# What's the worst thing that happened to you 'sona?



## TheCynicalViet (Apr 11, 2021)

It's just as it says on the tin. In life, sometimes you have to face profound ups and downs. The good parts of life are always accented by the suffering we experience and how we deal with or overcome it. So, to appreciate the good things that happen to your fursonas, what's the worst thing that has happened to your fursona? Feel free to have philosophical discussion about this topic in between sharing your fursona's effed up traumas!


----------



## Deleted member 93706 (Apr 12, 2021)

I created him.


----------



## Primal the Lycanroc (Apr 12, 2021)

Ah, well, for Ollie, things have had their ups and downs.

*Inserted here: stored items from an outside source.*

PR #9429, opened 2020-08-24
Abi kv nodeos

kimjh2005:
## Change Description

The ABI Serializer is defined at libraries/chain/abi_serializer.cpp and various supporting headers. 
https://blockone.atlassian.net/browse/EPE-209

-kv_tables defined in abi_def.
-custom to_variant() and from_variant() defined as the existing codes treat them as an array.
-added variant_to_binary and binary_to_add to abi_serializer.

## Change Type
**Select ONE**
- [ ] Documentation

- [ ] Stability bug fix

- [ ] Other

- [ ] Other - special case

## Consensus Changes
- [ ] Consensus Changes

## API Changes
- [ ] API Changes

## Documentation Additions
- [ ] Documentation Additions

### DIFF
--- a/libraries/chain/abi_serializer.cpp
+++ b/libraries/chain/abi_serializer.cpp
@@ -243,13 +243,12 @@ namespace eosio { namespace chain {
       if (size_t len = str.size(); len > 13)
          return false;
 
-      for (const char c : str)
-      {
-         if (c >= 'a' && c <= 'z')
+      for( const char c : str ) {
+         if( c >= 'a' && c <= 'z' )
             continue;
-         else if (c >= '1' && c <= '5')
+         else if( c >= '1' && c <= '5' )
             continue;
-         else if (c == '.')
+         else if ( c == '.' )
             continue;
          else
             return false;
--- a/libraries/chain/abi_serializer.cpp
+++ b/libraries/chain/abi_serializer.cpp
@@ -264,8 +264,7 @@ namespace eosio { namespace chain {
       if( typedefs.find(type) != typedefs.end() ) return _is_type(typedefs.find(type)->second, ctx);
       if( structs.find(type) != structs.end() ) return true;
       if( variants.find(type) != variants.end() ) return true;
-      if (is_string_valid_name(rtype))
-      {
+      if( is_string_valid_name(rtype) ) {
          if( kv_tables.find(name(type)) != kv_tables.end() ) return true;
       }
       return false;
@@ -392,7 +391,6 @@ namespace eosio { namespace chain {
       auto rtype = resolve_type(type);
       auto ftype = fundamental_type(rtype);
       auto btype = built_in_types.find(ftype );
-      
       if( btype != built_in_types.end() ) {
          try {
             return btype->second.first(stream, is_array(rtype), is_optional(rtype), ctx.get_yield_function());
@@ -430,29 +428,26 @@ namespace eosio { namespace chain {
          } EOS_RETHROW_EXCEPTIONS( unpack_exception, "Unable to unpack presence flag of optional '${p}'", ("p", ctx.get_path_string()) )
          return flag ? _binary_to_variant(ftype, stream, ctx) : fc::variant();
       } else {
-         if(kv_tables.size() > 0 && is_string_valid_name(rtype)) {
-            auto kv_itr = kv_tables.find(name(rtype));
-            if (kv_itr != kv_tables.end() )
-            {
-               auto &kv_table = kv_itr->second;
-                  return _binary_to_variant(kv_table.type, stream, ctx);
-               }
-            }
-
-           auto v_itr = variants.find(rtype);
-           if (v_itr != variants.end())
-           {
-              ctx.hint_variant_type_if_in_array(v_itr);
-              fc::unsigned_int select;
-              try
-              {
-                 fc::raw::unpack(stream, select);
-              } EOS_RETHROW_EXCEPTIONS( unpack_exception, "Unable to unpack tag of variant '${p}'", ("p", ctx.get_path_string()) )
+         auto v_itr = variants.find(rtype);
+         if( v_itr != variants.end() ) {
+            ctx.hint_variant_type_if_in_array(v_itr);
+            fc::unsigned_int select;
+            try {
+               fc::raw::unpack(stream, select);
+            } EOS_RETHROW_EXCEPTIONS( unpack_exception, "Unable to unpack tag of variant '${p}'", ("p", ctx.get_path_string()) )
             EOS_ASSERT( (size_t)select < v_itr->second.types.size(), unpack_exception,
                         "Unpacked invalid tag (${select}) for variant '${p}'", ("select", select.value)("p",ctx.get_path_string()) );
             auto h1 = ctx.push_to_path( impl::variant_path_item{ .variant_itr = v_itr, .variant_ordinal = static_cast<uint32_t>(select) } );
             return vector<fc::variant>{v_itr->second.types[select], _binary_to_variant(v_itr->second.types[select], stream, ctx)};
-           }
+         }
+
+         if(kv_tables.size() > 0 && is_string_valid_name(rtype)) {
+            auto kv_itr = kv_tables.find(name(rtype));
+            if( kv_itr != kv_tables.end() ) {
+               auto &kv_table = kv_itr->second;
+                  return _binary_to_variant(kv_table.type, stream, ctx);
+            }
+         }
       }
 
       fc::mutable_variant_object mvo;
@@ -588,9 +583,7 @@ namespace eosio { namespace chain {
                auto& kv_table = kv_itr->second;
                _variant_to_binary( kv_table.type, var, ds, ctx );
            }
-         }
-         else
-         {
+         } else {
             EOS_THROW(invalid_type_inside_abi, "Unknown type ${type}", ("type", ctx.maybe_shorten(type)));
          }
       } else {
@@ -829,7 +822,6 @@ namespace eosio { namespace chain {
             const auto& str = item.variant_itr->first;
             output_name( s, str, shorten_names );
          }
-
       };
 
       struct path_item_type_visitor {
--- a/libraries/chain/abi_serializer.cpp
+++ b/libraries/chain/abi_serializer.cpp
@@ -220,8 +220,6 @@ namespace eosio { namespace chain {
       return kv_tables.find(name(type)) != kv_tables.end();
    }
 
-
-
    std::string_view abi_serializer::fundamental_type(const std::string_view& type)const {
       if( is_array(type) ) {
          return type.substr(0, type.size()-2);
@@ -246,6 +244,10 @@ namespace eosio { namespace chain {
       if( typedefs.find(type) != typedefs.end() ) return _is_type(typedefs.find(type)->second, ctx);
       if( structs.find(type) != structs.end() ) return true;
       if( variants.find(type) != variants.end() ) return true;
+      if (is_string_valid_name(rtype))
+      {
+         if( kv_tables.find(name(type)) != kv_tables.end() ) return true;
+      }
       return false;
    }
 
@@ -305,13 +307,11 @@ namespace eosio { namespace chain {
         EOS_ASSERT(_is_type(t.second, ctx), invalid_type_inside_abi, "${type}", ("type",impl::limit_size(t.second)) );
       } FC_CAPTURE_AND_RETHROW( (t)  ) }
 
-      /*
       for( const auto& kt : kv_tables ) { try {
         ctx.check_deadline();
-        //EOS_ASSERT(_is_type(kt.second.primary_index.type, ctx), invalid_type_inside_abi, "${type}", ("type",impl::limit_size(kt.second.primary_index.type)) );
+        //EOS_ASSERT(_is_type(kt.second.type, ctx), invalid_type_inside_abi, "${type}", ("type",impl::limit_size(kt.second.type))) );
+        //EOS_ASSERT( kt.second.primary_index.type.size() > 0, invalid_type_inside_abi, "missing primary index$ {p}", ("p",kt.first.to_string());
       } FC_CAPTURE_AND_RETHROW( (kt)  ) }
-
-	  */
 
       for( const auto& r : action_results ) { try {
         ctx.check_deadline();
@@ -371,6 +371,7 @@ namespace eosio { namespace chain {
       auto rtype = resolve_type(type);
       auto ftype = fundamental_type(rtype);
       auto btype = built_in_types.find(ftype );
+      
       if( btype != built_in_types.end() ) {
          try {
             return btype->second.first(stream, is_array(rtype), is_optional(rtype), ctx.get_yield_function());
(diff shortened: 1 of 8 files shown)


libraries/chain/include/eosio/chain/exceptions.hpp
```diff
@@ -524,9 +524,11 @@ namespace eosio { namespace chain {
                                     3015016, "ABI has an unsupported version" )
       FC_DECLARE_DERIVED_EXCEPTION( duplicate_abi_action_results_def_exception,  abi_exception,
                                     3015017, "Duplicate action results definition in the ABI" )
+      FC_DECLARE_DERIVED_EXCEPTION(duplicate_abi_kv_table_def_exception, abi_exception,
+                                   3015018, "Duplicate kv_table definition in the ABI")
 
-   FC_DECLARE_DERIVED_EXCEPTION( contract_exception,           chain_exception,
-                                 3160000, "Contract exception" )
+      FC_DECLARE_DERIVED_EXCEPTION(contract_exception, chain_exception,
+                                   3160000, "Contract exception")
```
heifner, line 531: The indentation here should be restored to what it was.

libraries/chain/abi_serializer.cpp
```diff
@@ -228,13 +237,35 @@ namespace eosio { namespace chain {
          return type;
    }
 
+   // true if std::string can be converted to name
+   bool abi_serializer::is_string_valid_name(std::string_view str) const
+   {
+      if (size_t len = str.size(); len > 13)
```
TimothyBanks, line 243: Curious why we need to store the size in a variable and then do the comparison instead of just comparing the value returned from `str.size()`

libraries/chain/abi_serializer.cpp
```diff
@@ -228,13 +237,35 @@ namespace eosio { namespace chain {
          return type;
    }
 
+   // true if std::string can be converted to name
+   bool abi_serializer::is_string_valid_name(std::string_view str) const
+   {
```
TimothyBanks, line 242: I think this needs to be moved to the line above.

libraries/chain/abi_serializer.cpp
```diff
@@ -228,13 +237,35 @@ namespace eosio { namespace chain {
...
+            continue;
+         else if( c >= '1' && c <= '5' )
+            continue;
+         else if ( c == '.' )
+            continue;
+         else
+            return false;
+      }
+      return true;
+   }
```
heifner, line 257: This should be moved to `name.hpp` and reuse existing code.

libraries/chain/abi_serializer.cpp
```diff
@@ -401,6 +439,14 @@ namespace eosio { namespace chain {
             auto h1 = ctx.push_to_path( impl::variant_path_item{ .variant_itr = v_itr, .variant_ordinal = static_cast<uint32_t>(select) } );
             return vector<fc::variant>{v_itr->second.types[select], _binary_to_variant(v_itr->second.types[select], stream, ctx)};
          }
+
+         if(kv_tables.size() > 0 && is_string_valid_name(rtype)) {
```
TimothyBanks, line 443: Nitpick:  I think `!kv_tables.empty()` is the idiomatic approach instead of `kv_tables.size() > 0`.  It used to be that `size()` wasn't guaranteed to be a constant operation.  I don't know if there are other compelling reasons now other than possibly it being more concise.

libraries/chain/abi_serializer.cpp
```diff
@@ -170,6 +174,7 @@ namespace eosio { namespace chain {
       EOS_ASSERT( structs.size() == abi.structs.size(), duplicate_abi_struct_def_exception, "duplicate struct definition detected" );
       EOS_ASSERT( actions.size() == abi.actions.size(), duplicate_abi_action_def_exception, "duplicate action definition detected" );
       EOS_ASSERT( tables.size() == abi.tables.size(), duplicate_abi_table_def_exception, "duplicate table definition detected" );
+      EOS_ASSERT( kv_tables.size() == abi.kv_tables.value.size(), duplicate_abi_kv_table_def_exception, "duplicate table definition detected" );
```
heifner, line 177: "duplicate kv table definition detected"

libraries/chain/abi_serializer.cpp
```diff
@@ -228,13 +237,35 @@ namespace eosio { namespace chain {
...
+   }
+
    bool abi_serializer::_is_type(const std::string_view& rtype, impl::abi_traverse_context& ctx )const {
       auto h = ctx.enter_scope();
       auto type = fundamental_type(rtype);
       if( built_in_types.find(type) != built_in_types.end() ) return true;
       if( typedefs.find(type) != typedefs.end() ) return _is_type(typedefs.find(type)->second, ctx);
       if( structs.find(type) != structs.end() ) return true;
       if( variants.find(type) != variants.end() ) return true;
+      if( is_string_valid_name(rtype) ) {
```
heifner, line 266: This should be `type` not `rtype`, right?

libraries/chain/abi_serializer.cpp
```diff
@@ -294,6 +325,13 @@ namespace eosio { namespace chain {
         EOS_ASSERT(_is_type(t.second, ctx), invalid_type_inside_abi, "${type}", ("type",impl::limit_size(t.second)) );
       } FC_CAPTURE_AND_RETHROW( (t)  ) }
 
+      for( const auto& kt : kv_tables ) { try {
+        ctx.check_deadline();
+        EOS_ASSERT(_is_type(kt.second.type, ctx), invalid_type_inside_abi,
+                   "Invalid reference in struct ${type}", ("type", impl::limit_size(kt.second.type)));
+        EOS_ASSERT( kt.second.primary_index.type.size() > 0, invalid_type_inside_abi, "missing primary index$ {p}", ("p",kt.first.to_string()));
```
heifner, line 332: `kt.first` needs to be restricted by limit_size

libraries/chain/abi_serializer.cpp
```diff
@@ -529,6 +575,16 @@ namespace eosio { namespace chain {
          } else {
             EOS_THROW( pack_exception, "Unexpected input encountered while processing struct '${p}'", ("p",ctx.get_path_string()) );
          }
+      } else if( var.is_object() ) {
+         if( kv_tables.size() > 0 && is_string_valid_name(rtype) ) {
```
TimothyBanks, line 579: Same thing here about size.

libraries/chain/include/eosio/chain/abi_def.hpp
```diff
@@ -70,6 +71,45 @@ struct table_def {
...
+struct primary_index_def {
+   primary_index_def() = default;
+   primary_index_def(const index_name &name, const type_name &type)
+      : name(name), type(type)
+   {}
+
+   index_name name;                // the name of primary index
+   type_name  type;                // the kind of index
+
+   bool operator==(const primary_index_def &other) const {
```
TimothyBanks, line 83: Would it be useful to overload the `operator!=` as well?

libraries/chain/include/eosio/chain/abi_def.hpp
```diff
@@ -70,6 +71,45 @@ struct table_def {
...
+struct secondary_index_def
+{
+   secondary_index_def() = default;
+   secondary_index_def(const type_name &type)
+      : type(type)
+   {}
+
+   type_name  type;              // the kind of index
+
+   bool operator==(const secondary_index_def &other) const {
```
TimothyBanks, line 97: Would it be useful to overload the `operator!=` as well?

libraries/chain/abi_serializer.cpp
```diff
@@ -294,6 +325,13 @@ namespace eosio { namespace chain {
         EOS_ASSERT(_is_type(t.second, ctx), invalid_type_inside_abi, "${type}", ("type",impl::limit_size(t.second)) );
       } FC_CAPTURE_AND_RETHROW( (t)  ) }
 
+      for( const auto& kt : kv_tables ) { try {
+        ctx.check_deadline();
+        EOS_ASSERT(_is_type(kt.second.type, ctx), invalid_type_inside_abi,
+                   "Invalid reference in struct ${type}", ("type", impl::limit_size(kt.second.type)));
+        EOS_ASSERT( kt.second.primary_index.type.size() > 0, invalid_type_inside_abi, "missing primary index$ {p}", ("p",kt.first.to_string()));
+      } FC_CAPTURE_AND_RETHROW( (kt)  ) }
```
heifner, line 333: I think it better not to capture `kt` here.

libraries/chain/abi_serializer.cpp
```diff
@@ -401,6 +439,14 @@ namespace eosio { namespace chain {
             auto h1 = ctx.push_to_path( impl::variant_path_item{ .variant_itr = v_itr, .variant_ordinal = static_cast<uint32_t>(select) } );
             return vector<fc::variant>{v_itr->second.types[select], _binary_to_variant(v_itr->second.types[select], stream, ctx)};
          }
+
+         if(kv_tables.size() > 0 && is_string_valid_name(rtype)) {
+            auto kv_itr = kv_tables.find(name(rtype));
+            if( kv_itr != kv_tables.end() ) {
+               auto &kv_table = kv_itr->second;
+                  return _binary_to_variant(kv_table.type, stream, ctx);
```
heifner, line 447: fix indentation

libraries/chain/abi_serializer.cpp
```diff
@@ -228,13 +237,35 @@ namespace eosio { namespace chain {
          return type;
    }
 
+   // true if std::string can be converted to name
+   bool abi_serializer::is_string_valid_name(std::string_view str) const
```
dimas1185, line 241: what about moving this code to libraries/chain/include/eosio/chain/name.hpp ?

libraries/chain/include/eosio/chain/abi_def.hpp
```diff
@@ -165,16 +214,80 @@ void from_variant(const fc::variant& v, eosio::chain::may_not_exist<T>& e) {
...
+    }
+}
 } // namespace fc
 
 FC_REFLECT( eosio::chain::type_def                         , (new_type_name)(type) )
 FC_REFLECT( eosio::chain::field_def                        , (name)(type) )
 FC_REFLECT( eosio::chain::struct_def                       , (name)(base)(fields) )
 FC_REFLECT( eosio::chain::action_def                       , (name)(type)(ricardian_contract) )
 FC_REFLECT( eosio::chain::table_def                        , (name)(index_type)(key_names)(key_types)(type) )
+FC_REFLECT( eosio::chain::primary_index_def                      , (name)(type) )
```
dimas1185, line 285: fix indentation

libraries/chain/include/eosio/chain/abi_serializer.hpp
```diff
@@ -176,6 +180,7 @@ namespace impl {
       map<type_name, variant_def>::const_iterator variant_itr;
    };
 
+
```
dimas1185, line 183: remove unnecessary empty lines

libraries/chain/include/eosio/chain/abi_serializer.hpp
```diff
@@ -219,6 +224,7 @@ namespace impl {
       void hint_struct_type_if_in_array( const map<type_name, struct_def>::const_iterator& itr );
       void hint_variant_type_if_in_array( const map<type_name, variant_def>::const_iterator& itr );
 
+
```
dimas1185, line 227: remove unnecessary empty lines

unittests/abi_tests.cpp
```diff
@@ -26,7 +26,7 @@ using namespace chain;
 
 BOOST_AUTO_TEST_SUITE(abi_tests)
 
-fc::microseconds max_serialization_time = fc::seconds(1); // some test machines are very slow
+fc::microseconds max_serialization_time = fc::seconds(10000); // some test machines are very slow
```
dimas1185, line 29: 10'000 seconds is almost 3 hours. do you really need here so long timeout?

libraries/chain/include/eosio/chain/exceptions.hpp
```diff
@@ -524,9 +524,11 @@ namespace eosio { namespace chain {
...
       FC_DECLARE_DERIVED_EXCEPTION( duplicate_abi_action_results_def_exception,  abi_exception,
                                     3015017, "Duplicate action results definition in the ABI" )
+      FC_DECLARE_DERIVED_EXCEPTION( duplicate_abi_kv_table_def_exception, abi_exception,
+                                    3015018, "Duplicate kv_table definition in the ABI" )
 
-   FC_DECLARE_DERIVED_EXCEPTION( contract_exception,           chain_exception,
-                                 3160000, "Contract exception" )
+      FC_DECLARE_DERIVED_EXCEPTION( contract_exception, chain_exception,
+                                    3160000, "Contract exception" )
       FC_DECLARE_DERIVED_EXCEPTION( invalid_table_payer,             contract_exception,
```
heifner, line 532: Please revert this change.

unittests/abi_tests.cpp
heifner: This change should be reverted.

libraries/chain/include/eosio/chain/abi_def.hpp
```diff
@@ -165,16 +214,80 @@ void from_variant(const fc::variant& v, eosio::chain::may_not_exist<T>& e) {
...
+
+template<typename ST, typename T>
+ST& operator << (ST& s, const eosio::chain::kv_tables_as_object<T>& v) {
+   raw::pack(s, v.value);
+   return s;
+}
+
+template<typename ST, typename T>
+ST& operator >> (ST& s, eosio::chain::kv_tables_as_object<T>& v) {
+   if (s.remaining())
```
dimas1185, line 226: why are you making this object optional? can you point to the code where it is used?
few lines above this code there is similar method with `may_not_exist` template that is designed for such situations. so if you have optional object, what about wrapping it into `stream >> may_no_exist<object>` ?

libraries/chain/abi_serializer.cpp
```diff
@@ -228,13 +237,35 @@ namespace eosio { namespace chain {
...
+   {
+      if (size_t len = str.size(); len > 13)
+         return false;
+
+      for( const char c : str ) {
+         if( c >= 'a' && c <= 'z' )
```
dimas1185, line 247: check `name.hpp`
this is not full constraint. 13th character can't have same range. it needs special check.

libraries/chain/include/eosio/chain/abi_def.hpp
kimjh2005: It is not optional.  In libraries/fc/include/fc/variant.hpp,  from_variant treats all var as an array. In kv_table it is varaint_object.

    454    template<typename K, typename T>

It's definitely no walk in the park when making things like these, especially the finalization process.


So for Ollie, he started as a fox at first, then a number of different species, ranging from bats, mice, fennecs, cats, and raccoons.

The thing is, there were many different forms that I've put Ollie in, which alone could be far more than just mere switcharoos, but identity crisis on an elevated scale. The amount of species that were used were obscene, even for me, and the fact that it was done in such short time frames made it even worse. The fact was that I always eas indecisive, so picking just "one" main to stick with was the greatest challenge of all. So in an effort to fill that void with species that were my favorites, I went and turned Ollie into a variety of different critters, almost totaling well over twenty different types of creatures, with the addition of Pokemon making that well over fifty.

After the identity crisis was over, there were also times where I had to change his name.....a lot. Ollie wasn't the first, and many more confusing and long names came before him, which only added to the stresses of who he really was.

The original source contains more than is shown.